尽管地幔熔融[27,31-33,54,59]和岩浆分异[13,28,55,79-80]已被证明会引起可测量的Fe同位素分馏。另一方面,在岩石圈地幔岩石中观察到的显著Fe同位素变化被认为反映了地幔整体的不均一性[32,56,99,101],MORB均一的Fe同位素组成解释为地幔中熔融橄榄岩反应过程中的均一化和地壳岩浆房中进一步的均一化[32,69]。因此,对于MORB地幔源是均一还是非均一Fe同位素组成的根本问题仍未得到解答。为解决这一问题,Sun等[29]通过对东太平洋5°~15°N洋隆两侧火山玻璃样品的研究,发现MORB之下地幔的Fe同位素组成也是不均一的。这些样品显示出较大的Fe同位素变化范围(δ56Fe=+0.03‰~+0.36‰),超过了先前已知MORB的δ56Fe值变化范围(+0.05‰~+0.17‰)。这种高度变化的δ56Fe值难以用海底蚀变、分离结晶或部分熔融过程来解释,玄武岩中主量元素和微量元素特征与富集型地幔的低度熔融成因相一致,很可能指示Fe同位素组成明显不均匀的岩浆源地幔。这种富重Fe同位素的低度熔融物最有可能形成于诸如洋盆底下的岩石圈-软流圈边界的位置,其可通过结晶石榴石-辉石岩的岩脉/矿脉交代上覆的海底岩石圈而形成。
已有研究表明,洋壳的Fe同位素组成比较均一(图4,对文献中不合理的数据进行剔除并将δ57Fe全部换算为δ56Fe,δ57Fe=δ56Fe×1.475,SE=SD/n(n指样本总数)),全球MORB的δ56Fe值平均值为0.103‰±0.009‰(2SE,n=139);地幔柱成因的OIB的δ56Fe值平均值为0.099‰±0.010‰(2SE,n=150);而起源于地幔楔的IAB(岛弧玄武岩)的δ56Fe值平均值为0.066‰±0.020‰(2SE,n=63)。上述3种岩石的平均δ56Fe值为0.095‰±0.006‰(2SE,n=352),比地幔或者球粒陨石的δ56Fe值高了约0.1‰。

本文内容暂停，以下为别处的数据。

PR #926, opened 2026-07-26
Watchlists rebuild Phase B: collapsible workbench

rmusser01:
Phase B of the Watchlists rebuild. **Stacked on #917** — base is `feat/watchlists-phase-a-data-foundation`, so review that first. No data-layer file is touched here.

Plan: `Docs/superpowers/plans/2026-07-25-watchlists-rebuild-phase-b-workbench-shell.md`

## What this does

The screen's three fixed columns become a collapsible workbench: two rails around a vertically stacked centre, five independently collapsible regions (`z`), a solo mode (`Z`), rail toggles (`[` / `]`), and collapse state persisted per user.

**Every existing pane is re-hosted, not replaced.** `OverviewPane`, `SourcesPane`, `RunsPane`, `ItemsPane`, `RulesPane`, `NotificationsPane`, the navigator, the backend selector and the inspector all keep working and keep their stable selectors. `compose_content` drops from ~250 lines of nested composition to ~20 lines delegating to named builders.

New modules: `region_layout.py` (pure collapse/solo/restore state machine, no Textual import), `region_layout_store.py` (config persistence), `watchlists_workbench.py` (the container), `watchlists_console_handoff.py` (Console staging/follow, extracted from the 1,219-line screen).

## A correction worth reading

This plan originally said the screen was placeholder scaffolding to be replaced with stubs. **That was wrong.** It came from a screenshot in `Docs/static/watchlists-screenshots/` captured during Slice 1A (`90d4da5b2`); the real panes landed the same day in `33fcf3f66`, so the image was stale within hours, and it was trusted over the code.

The Task 5 implementer refused to execute the plan and traced which 11 of 16 tests a literal execution would break. The spec was corrected (see its "Starting point — corrected 2026-07-26" section) and the task rewritten from *replace* to *re-host*. The redesign case survives on density: measured live at 235×52, the shipped screen spent ~55 of 235 columns on a rail showing six words, a full-width three-row `Select` on one value, and an Overview grid of seven empty bordered cards.

## Defects found and fixed during review

- **Collapsing a rail pushed the whole workbench off-screen.** `.watchlists-region-header { width: 100% }` is right for a centre header (child of a `Vertical`) and catastrophic for a rail header (child of the `Horizontal`). Measured at 160×42: the header spanned the full 160 columns and three regions landed outside the viewport, with the right rail's handle unreachable by mouse. Every task-level test used a bare `App` with no stylesheet, and the one production-CSS test forced all regions expanded first.
- Any region toggle **emptied the Sources, Items and Rules tables** (2→0, 1→0, 1→0 rows) — unseeded panes rebuilt by factories. The same gap also blanked them on first navigation to a section.
- The **Inspector lost its selection while the screen kept it**, so `d`/`c`/`p` kept acting on an invisible selection.
- An **open Rules edit form was destroyed** by an unrelated toggle, and then — after the first fix — **saving a rule left a phantom form reopened** pre-filled with the just-saved rule, because the save path lacked the synchronous clear its Sources sibling already had.
- The centre's equal `1fr` heights gave **Items 11 of 34 rows** while Feeds got an equal 11 for a ≤5-line summary; Items hosts every real pane. Rebalanced CSS-only.

## Testing

`Tests/Watchlists` + the three guard files + visual parity → **351 passed, 1 skipped, 1 failed**.

The single failure, `Tests/Watchlists/test_watchlists_navigator.py::test_navigator_has_all_section_buttons` (asserts 6 buttons, finds 5), fails on this branch before any of these commits and is unrelated.

No existing test body was edited in any of the three guard files — additions only.

## Known follow-ups

- Pane-local state other than the Sources draft and Rules form (search filters, table cursor) still resets on a region toggle — inherent to the whole-widget recompose.
- `focused_region` is stale when focus leaves the workbench, so `z` acts on the last-visited region.
- A deep link into a collapsed region selects correctly in state but shows nothing.
- Region titles are the aspirational Phase C names ("Feeds" hosts a pane titled "Sources").
- `save_region_layout` runs a synchronous whole-file config write on every toggle and on mount.

---
## Summary by cubic
Rebuilt the Watchlists screen into a collapsible workbench with two rails around a vertically stacked centre, adding five independently collapsible regions, solo mode, rail toggles, focus-aware collapse, and per-user persisted layout while re-hosting all existing panes and selectors.

- **New Features**
  - Added `WatchlistsWorkbench` with five regions (left rail, feeds, items, content, right rail); supports `z` collapse, `Z` solo, and `[`/`]` rail toggles; collapsed regions render as clickable, focusable headers.
  - Introduced pure state machine `region_layout.py` and persisted settings in `region_layout_store.py` (per-user collapse state; CONTENT collapsed by default on first run); wired focus tracking so `z` targets the region with real focus.
  - Re-hosted existing panes (Overview, Sources, Runs, Items, Rules, Notifications), navigator, backend selector, and inspector with stable selectors; `compose_content` simplified via region factories.
  - Extracted Console staging/follow to `watchlists_console_handoff.py`; CSS rebalance stacks FEEDS/ITEMS/CONTENT vertically with FEEDS auto height so ITEMS/CONTENT split remaining space.

- **Bug Fixes**
  - Fixed rail header width that pushed the workbench off-screen.
  - Prevented data loss on toggle by seeding Sources/Items/Rules from screen state; preserved Inspector selection across rebuilds.
  - Mirrored transient pane state: Sources create-form draft and Rules edit-form visibility/editing now survive recomposes; cleared races that could reopen a saved rule form.
  - Persisted the pre-solo baseline (never the solo-derived state); moved layout writes off the UI thread and skipped no-op writes to avoid blocking and churn.

<sup>Written for commit 61b06ceaee14a4bbb50186c008d5c631e17a178b. Summary will update on new commits.</sup>

<a href="https://cubic.dev/pr/rmusser01/tldw_chatbook/pull/926?utm_source=github" target="_blank" rel="noopener noreferrer" data-no-image-dialog="true"><picture><source media="(prefers-color-scheme: dark)" srcset="https://www.cubic.dev/buttons/review-in-cubic-dark.svg"><source media="(prefers-color-scheme: light)" srcset="https://www.cubic.dev/buttons/review-in-cubic-light.svg">Review in cubic</picture></a>


rmusser01:
## Review adjudication

All eight findings accepted and fixed in `f5f38a881`. Notably, both bugs had already been caught by this branch's own whole-branch review and *deferred* as minors — grading them as bugs is the fairer call, so they are fixed rather than carried.

**Bug — solo restore lost on restart.** The store deliberately does not persist solo, on the grounds that restoring "soloed" would strand the user in a layout they never chose. But it persisted `layout.collapsed`, which *while soloed* is the solo-derived collapse of the other two centre panes. A restart therefore restored those as **plain** collapses with no baseline to restore from, so `Z` could never get back — the stored state contradicted the module's own docstring.

Now the pre-solo baseline is persisted instead. Verified: with the right rail deliberately collapsed and Items soloed, the live layout is `['content', 'feeds', 'right_rail']` and what gets written is `['right_rail']` — what the user actually configured.

`test_save_never_persists_solo` had encoded the buggy behaviour and was corrected.

**Bug — blocking config writes on every toggle.** `_apply_layout` wrote unconditionally, including from `on_mount` when nothing had changed, and `save_setting_to_cli_config` is a synchronous whole-file read-modify-write plus cache reload on the UI event loop — once per `z`/`Z`/`[`/`]` keypress. This repo has form here: a performance audit found the Console's 0.2s tick doing SQLite on the event loop. Now the write is skipped when the layout is unchanged and moved to a thread worker, with last-write-wins under a burst.

**Six rule violations** — Google-style docstrings and annotations added per `CLAUDE.md`, preserving the existing prose that explains the non-obvious *why* (the `Widget.layout` collision, the factory-vs-instance recompose finding, the `None`-vs-`[]` config distinction) rather than replacing it.

## One correction to my own fix report

The fix agent reported a pre-existing unrelated failure in `Tests/UI/test_console_live_work_handoffs.py`. That does not reproduce: the file is **48/48 green** both on this branch and on latest dev (`006b31ed2`). No such failure exists.

The one genuine pre-existing failure remains `Tests/Watchlists/test_watchlists_navigator.py::test_navigator_has_all_section_buttons` (asserts 6 buttons, finds 5), which predates this branch.

rmusser01:
Rebased onto latest dev (now including Phase A, merged as #917) and retargeted from the Phase A branch to `dev`.

Two conflicts, both semantic rather than textual — dev had added the `RecomposeCaptureGuard` mixin to `SourcesPane` and `RulesPane`, the same two panes this branch extends with state-mirroring messages. Resolved by keeping **both**: the new `CreateFormDraftChanged` / `CreateFormVisibilityChanged` / `RuleFormVisibilityChanged` messages, and dev's `class SourcesPane(RecomposeCaptureGuard, Vertical)` / `class RulesPane(RecomposeCaptureGuard, Vertical)` signatures. The generated CSS bundle conflicted twice and was regenerated via `build_css` rather than hand-merged.

Post-rebase: **359 passed, 1 skipped, 1 failed**.

The failure is `Tests/Watchlists/test_watchlists_navigator.py::test_navigator_has_all_section_buttons`, which fails on `dev` itself — confirmed by running it there directly after the Phase A merge. It is not introduced by this branch.

PR #927, opened 2026-07-26
TASK-545 P3: retire System A's tool executor and make the tools config live

rmusser01:
## Summary

Third and final phase of the built-in tool gate program (TASK-545), plus the two config bugs it flushed out (TASK-547, TASK-658).

- **Single source of truth for gateable built-in tools** — `Agents/tool_catalog.py` now owns the gateable-tool registry; the Settings ➜ Tools section and the runtime read the same list instead of two divergent ones.
- **Settings tools section controls the real runtime** — `UI/Tools_Settings_Window.py` no longer writes config keys that nothing reads (`[tools]` was unreachable via `get_cli_setting`, TASK-547); toggles now land where the runtime actually looks.
- **System A retired** — `ToolExecutor`/`ToolResultCache`/`get_tool_executor` had zero production callers; their implementations (653 lines) are removed from `Tools/tool_executor.py`. The `Tool` ABC and its two concrete built-ins stay because System B's tool classes derive from the ABC. A regression test (`test_system_a_is_retired.py`) pins the retirement.
- **TASK-658** — `quick_ingest` honors `[database] media_db_path` (the `get_cli_setting` bare-section silent-default bug).
- **Config bug-class sweep** — the same `get_cli_setting` defect surfaced four more times in unrelated subsystems; filed as TASK-715/716/717 plus TASK-719 for the bug class itself, and TASK-718 to rehome file-operation auditing off the deleted Settings side effect. (Originally filed as 699–703; renumbered past an origin/dev collision.)

## Test plan

- `pytest Tests/Tools Tests/Agents/test_gateable_builtin_tools.py Tests/UI/test_settings_tools_section.py Tests/Local_Ingestion/test_quick_ingest_db_path.py` — 40 passed
- Branch merges clean onto current origin/dev (`git merge-tree`)

---
## Summary by cubic
Retires System A’s tool executor and wires the Settings → Tools switches to the live runtime. Consolidates gateable built-ins into one source of truth and fixes `quick_ingest` to honor and validate `[database].media_db_path`. Completes TASK-545 (P3) and addresses TASK-547 and TASK-658.

- **Refactors**
  - Removed `ToolExecutor`/`ToolResultCache`/`get_tool_executor` from `tldw_chatbook.Tools.tool_executor`; kept the `Tool` ABC and always-on tools; added a regression test.
  - Centralized gateable built-ins as `GateableTool` rows in `tldw_chatbook.Agents.tool_catalog`; both `BuiltinToolProvider` and the Settings UI derive from it; exposed `ALWAYS_ON_BUILTIN_NAMES`.
  - Rewrote `tldw_chatbook.UI.Tools_Settings_Window` to list all gateable tools (incl. disabled), save `[tools] <name>_enabled`, and display risk tags; removed the old executor dependency and the `install_claude_code_hooks()` side effect (follow-up TASK-743).
  - Updated `CLAUDE.md` to the new registration path; added P3 spec/plan docs; renumbered and filed follow-ups TASK-740–744 and TASK-760.

- **Bug Fixes**
  - TASK-547: Tools settings now write the keys the runtime reads; fixed a save-path KeyError in the Tools UI.
  - TASK-658: `tldw_chatbook.Local_Ingestion.local_file_ingestion.quick_ingest` reads `[database].media_db_path` via `get_cli_setting("database", "media_db_path", ...)`, expands `~`, and validates with `validate_path_simple`.
  - Added tests for tool-gate agreement, settings round-trip, media DB path, and System A’s retirement; removed the obsolete cache test and fixed a `note_management_tools` reload leak in tests.

<sup>Written for commit 449ba9aba164b817376d062ce77e0f9da2c4705a. Summary will update on new commits.</sup>

<a href="https://cubic.dev/pr/rmusser01/tldw_chatbook/pull/927?utm_source=github" target="_blank" rel="noopener noreferrer" data-no-image-dialog="true"><picture><source media="(prefers-color-scheme: dark)" srcset="https://www.cubic.dev/buttons/review-in-cubic-dark.svg"><source media="(prefers-color-scheme: light)" srcset="https://www.cubic.dev/buttons/review-in-cubic-light.svg">Review in cubic</picture></a>


rmusser01:
## Review response — all 3 Qodo findings accepted and fixed

No declines this round. Each was verified against the repo before implementing, and one of them turned up a further defect that is now filed separately.

### 1. `quick_ingest()` uses unvalidated `db_path` — FIXED

Accepted. I checked whether this is actually repo convention before taking it, because `get_media_db_path()` (the accessor the app itself uses for this exact key) does *not* validate. The measurement settles it in Qodo's favour: `config.py` already imports `validate_path_simple`, and the four most recently added db-path accessors — `get_library_collections_db_path`, `get_library_ingest_jobs_db_path`, `get_workspaces_db_path`, `get_scheduled_tasks_db_path` — all validate config-sourced paths in exactly this shape. The unvalidated ones are the older accessors. So this is the direction the codebase is moving, not an exception to it.

Fixed by matching those accessors' call shape.

**Ordering trap worth recording:** `validate_path_simple` lists a literal `"~/"` among its dangerous patterns, and the default value here is `"~/.local/share/tldw_cli/tldw_cli_media_v2.db"`. Validating before expanding would raise `ValueError` on the default path for every user. `expanduser()` therefore has to come first — which is also what the four accessors above do.

The validator returns the path **unresolved** (it only warns when resolution differs), so the TASK-658 regression tests' exact-path assertions still hold. A config path containing traversal now raises rather than being silently opened; that failure propagates out of `quick_ingest` deliberately.

### 2. Traceback dropped in tool logs — FIXED

Accepted, both sites (`tool_catalog.py` and `Tools_Settings_Window.py`). This one matches a defect this repo has hit before: loguru ignores `exc_info=True`, so `logger.opt(exception=True)` is the only form that attaches the traceback. Both handlers deliberately swallow the exception (absent tool / degraded row), which is exactly the case where the traceback is the only diagnostic left — the original `note_management_tools` breakage cited in the surrounding comment went unnoticed for an unknown period for this reason.

### 3. Audit docs reference deleted executor — FIXED

Accepted, and it was worse than "stale": step 3 of `INTEGRATION_INSTRUCTIONS` told the reader to call `_global_executor.register_tool(...)`, which this PR deletes, so following it now raises `AttributeError`. Rewritten to state plainly that there is currently no seam, that auditing is consequently installed by no code path, and to point at the live `BuiltinToolProvider` path with the follow-up (TASK-743) that decides between rehoming and deleting.

---

### Additional defect found while verifying finding 1 — filed as TASK-760

Checking whether `quick_ingest` should just call `get_media_db_path()` surfaced a real divergence. Measured on a default config:

| | resolved path |
|---|---|
| app (`get_media_db_path()`) | `~/.local/share/tldw_cli/default_user/tldw_chatbook_media_v2.db` |
| `quick_ingest()` fallback | `~/.local/share/tldw_cli/tldw_cli_media_v2.db` |

Different per-user subdirectory *and* different filename stem, so anything ingested via `quick_ingest` would land in a database the app never opens. It predates this PR (TASK-658 only fixed the custom-path case) and is latent today because `quick_ingest` has no in-tree callers. Filed as TASK-760 rather than widened into this PR, per the repo's rule about not implementing beyond a task's acceptance criteria.

### Also in this push

The follow-up tasks originally filed as 699–703 were renumbered twice: origin/dev claimed 699–709 while this branch was in flight, and PR #928 then claimed 712–723, colliding with the 715–719 block exactly. They now sit at **740–744**, past the observed maximum.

综上所述,海洋中不同构造单元玄武岩(MORB、OIB、IAB和BABB等)的δ56Fe值较为接近,由轻到重依次为:IAB<MORB≈OIB。MORB、IAB和BABB的δ56Fe变化范围略小于OIB。但是,也有少数MORB样品中δ56Fe值高达0.36‰左右(图4)。截至目前,已有文章(数据)显示海底玄武岩具有比球粒陨石富重Fe同位素组成,其主要解释为地幔部分熔融、矿物的分离结晶以及地幔源不均一性所造成。然而,这些解释是否具有全球普适性,还需更多不同构造环境的海底玄武岩进行验证,尤其是构造环境较复杂的弧后盆地,或许能提供新的解释。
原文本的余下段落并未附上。